_AIM OF THE TASK_
Filtering the records below, copy only those lines that include the word "application".

_GIVEN INFORMATION_

PR #81, opened 2022-09-03
Decouple Heap entries from ring size

haesbaert:
Before this change, we could only wait at most `queue_depth` events at a time,
we were wrongly tying the size of the CQ ring to the maximum number of syscalls
we could wait.

Example: I create a ring with queue_depth=1, in Uring this creates a CQ and SQ
ring, as well as a Heap with max storage of size 1. On the SQ side this means "I
can queue one element between each Uring.submit. On the CQ side this _should_
mean "I can wait _any_ number of events, but the kernel will only be able to put
one at the ring at a time, the others will be backlogged somewhere in the
kernel."

Imagine you have a ring(`queue_depth`) of 64, and 1000 TCP connections. Before,
we could only wait for events on 64 of these connections, we would literally
limit our submits by the size of the CQ ring. Now you can have a ring of 64, and
wait on """infinite""" TCP connections, but every time you wait on the ring, it
will have at most 64 entries (from _any_ of the 1000 connections).

This change grows the Heap when necessary, code is a bit primitive and basically
just resizes it, I made an attempt of Heap of Heaps but it became too convoluted
for very little gain.

We also need to work on respecting the return of Uring.submit, more
especifically:

```
EAGAIN - The kernel was unable to allocate memory for the request, or otherwise
ran out of resources to handle it. The application should wait for some
completions and try again.

EBUSY - The application is attempting to overcommit the number of requests it can
have pending. The application should wait for some completions and try again.
May occur if the application tries to queue more requests than we have room for
in the CQ ring, or if the application attempts to wait for more events without
having reaped the ones already present in the CQ ring.
 ```

I went over the tests that relied on the Heap not growing and changed it to
`alloc_no_growth`, but more eyes are necessary. I hate the name `no_growth` but
`can_fail` is also a lie since `growth` can fail if the Heap has already been
released or the allocation size blew up.

### DIFF
--- a/lib/uring/heap.ml
+++ b/lib/uring/heap.ml
@@ -28,11 +28,11 @@ type 'a entry =
 
 (* Free-list allocator *)
 type 'a t =
-  { data: 'a entry array
+  { mutable data: 'a entry array
   (* Pool of potentially-empty data slots. Invariant: an unfreed pointer [p]
      into this array is valid iff [free_tail_relation.(p) = slot_taken]. *)
   ; mutable free_head: ptr
-  ; free_tail_relation: ptr array
+  ; mutable free_tail_relation: ptr array
   (* A linked list of pointers to free slots, with [free_head] being the first
      element and [free_tail_relation] mapping each free slot to the next one.
      Each entry [x] signals a state of the corresponding [data.(x)] slot:
@@ -68,7 +68,52 @@ let create : type a. int -> a t =
 
 exception No_space
 
-let alloc t data ~extra_data =
+let in_use t = t.in_use
+
+let release t =
+  if t.in_use > 0 then invalid_arg "Heap still in use!"
+  else if t.in_use < 0 then invalid_arg "Heap already released!";
+  t.in_use <- -100;
+  t.free_head <- free_list_nil
+
+let is_released t = t.in_use < 0
+
+let grow t =
+  if is_released t then raise No_space;
+  let old_len = Array.length t.free_tail_relation in
+  if old_len = Sys.max_array_length then
+    raise No_space;
+  let new_len = min (max 64 (old_len * 2)) Sys.max_array_length in
+
+  (* Build new t.free_tail_relation, keep in sync with create() *)
+  let new_free_tail_relation =
+    Array.init new_len
+      (fun i ->
+         if i < old_len then
+           t.free_tail_relation.(i)
+         else succ i)
+  in
+  new_free_tail_relation.(new_len - 1) <- free_list_nil;
+
+  (* First element of enlarged array *)
+  let new_free_head = old_len in
+
+  (* Note: Keep in sync with create() *)
+  let new_data =
+    Array.init new_len
+      (fun i ->
+         if i < old_len then
+           t.data.(i)
+         else
+           Empty)
+  in
+
+  (* Commit *)
+  t.free_tail_relation <- new_free_tail_relation;
+  t.free_head <- new_free_head;
+  t.data <- new_data
+
+let alloc_no_growth t data ~extra_data =
   let ptr = t.free_head in
   if ptr = free_list_nil then raise No_space;
   let entry = Entry { data; extra_data; ptr } in
@@ -81,6 +126,12 @@ let alloc t data ~extra_data =
   t.in_use <- t.in_use + 1;
 
   entry
+
+let alloc t data ~extra_data =
+  try
+    alloc_no_growth t data ~extra_data
+  with
+    No_space -> grow t; alloc_no_growth t data ~extra_data
 
 let free t ptr =
   assert (ptr >= 0) (* [alloc] returns only valid pointers. *);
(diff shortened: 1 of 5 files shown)

### CODE REVIEW

File: lib/uring/heap.ml [hunk 1]
```diff
@@ -68,7 +68,52 @@ let create : type a. int -> a t =
...
+
+let release t =
+  if t.in_use > 0 then invalid_arg "Heap still in use!"
+  else if t.in_use < 0 then invalid_arg "Heap already released!";
+  t.in_use <- -100;
+  t.free_head <- free_list_nil
+
+let is_released t = t.in_use < 0
+
+let grow t =
```
talex5, line 81: I guess there's a precondition here that the array is currently full? Might be worth stating it explicitly.

lib/uring/heap.ml
```diff
@@ -68,7 +68,52 @@ let create : type a. int -> a t =
...
+  if is_released t then raise No_space;
+  let old_len = Array.length t.free_tail_relation in
+  if old_len = Sys.max_array_length then
+    raise No_space;
+  let new_len = min (max 64 (old_len * 2)) Sys.max_array_length in
+
```
talex5, line 87: Minor style note: I don't think we put blank lines in OCaml functions normally.

talex5 (commented):
Thanks - this needed fixing!

> I went over the tests that relied on the Heap not growing and changed it to `alloc_no_growth`, but more eyes are necessary.

There's no point exposing a non-growing heap that no-one uses just so we can unit test it! And it would simplify the code to remove this.

haesbaert:
> Thanks - this needed fixing!
> 
> > I went over the tests that relied on the Heap not growing and changed it to `alloc_no_growth`, but more eyes are necessary.
> 
> There's no point exposing a non-growing heap that no-one uses just so we can unit test it! And it would simplify the code to remove this.

I'd prefer to do this in a subsequent PR, I was also considering that this code is generic enough to be copied elsewhere where it might have use, but at any rate I'd prune all the no_growth bits later, if that's ok.

talex5:
> and also didn't want to break the tests existing invariants

If a test breaks because it's checking the help can't grow, just delete it. It's really confusing having tests ensuring the code does something we don't care about. These tests have already made this PR messier (and maybe slower) that it should be, and it will get worse next time someone tries to refactor it and tries to guess what the tests are for.

Anyway, looks fine apart from that!

bikallem:
>Imagine you have a ring(queue_depth) of 64, and 1000 TCP connections.

Does this mean that so far, if we try to create 1000 TCP connections, we were only able to create 64? Since I think creation of sockets is also a SQE, no??

haesbaert:
> 

You can think of this: if there was 64 existing connections, and all of them were just waiting for data that never comes, every operation that needed a SQE would hang until one of the the 64 connections got at least one packet.

haesbaert:
> > and also didn't want to break the tests existing invariants
> 
> If a test breaks because it's checking the heap can't grow, just delete it. It's really confusing having tests ensuring the code does something we don't care about. These tests have already made this PR messier (and maybe slower) that it should be, and it will get worse next time someone tries to refactor it and tries to guess what the tests are for.
> 
> Anyway, looks fine apart from that!

Ack, I'll remove it then, had a bad spell the last two days and couldn't get much done, will work on it tomorrow

lib/uring/uring.ml
```diff
@@ -344,19 +344,17 @@ let exit t =
...
-    let has_space = fn ptr in
-    if has_space then (
-      Some entry
-    ) else (
-      ignore (Heap.free t.data ptr : a);
-      None
-    )
+ let entry = try Heap.alloc t.data datum ~extra_data
+   with exc -> check t; raise exc
+ in
```
talex5, line 349: Does this code really need to be reformatted? It seemed OK as it was (the new code is only shorter because the comment got deleted).
```suggestion
   match Heap.alloc t.data datum ~extra_data with
  | exception (Invalid_argument _ as ex) -> check t; raise ex
  | entry ->
```

talex5 (commented):
> the benchmarks only end up growing on the end of bench_noop

Might be due to the extra asserts. I think they can be moved out of the fast path.

Apart from that, OK to merge.

lib/uring/heap.ml
```diff
@@ -66,20 +66,65 @@ let create : type a. int -> a t =
...
+         else
+           Empty)
+  in
+  (* Commit *)
+  t.free_tail_relation <- new_free_tail_relation;
+  t.free_head <- new_free_head;
+  t.data <- new_data
 
 let alloc t data ~extra_data =
+  maybe_already_released t;
```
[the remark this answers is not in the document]
haesbaert: ah good point

lib/uring/heap.ml
```diff
@@ -66,20 +66,65 @@ let create : type a. int -> a t =
...
+  if t.free_head = free_list_nil then grow t;
   let ptr = t.free_head in
-  if ptr = free_list_nil then raise No_space;
+  assert (ptr <> free_list_nil);
```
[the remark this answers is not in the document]
haesbaert: this was more for peace of mind and coding defensively, I'll remove

lib/uring/uring.ml
haesbaert: I was shuffling things around and this snuck in.

haesbaert:
> 

I also ran benchmarks without the asserts and extra raises and whatnot, but there was too much noise too see anything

_SOLUTION TO THE PROBLEM_
ran out of resources to handle it. The application should wait for some
EBUSY - The application is attempting to overcommit the number of requests it can
have pending. The application should wait for some completions and try again.
May occur if the application tries to queue more requests than we have room for
in the CQ ring, or if the application attempts to wait for more events without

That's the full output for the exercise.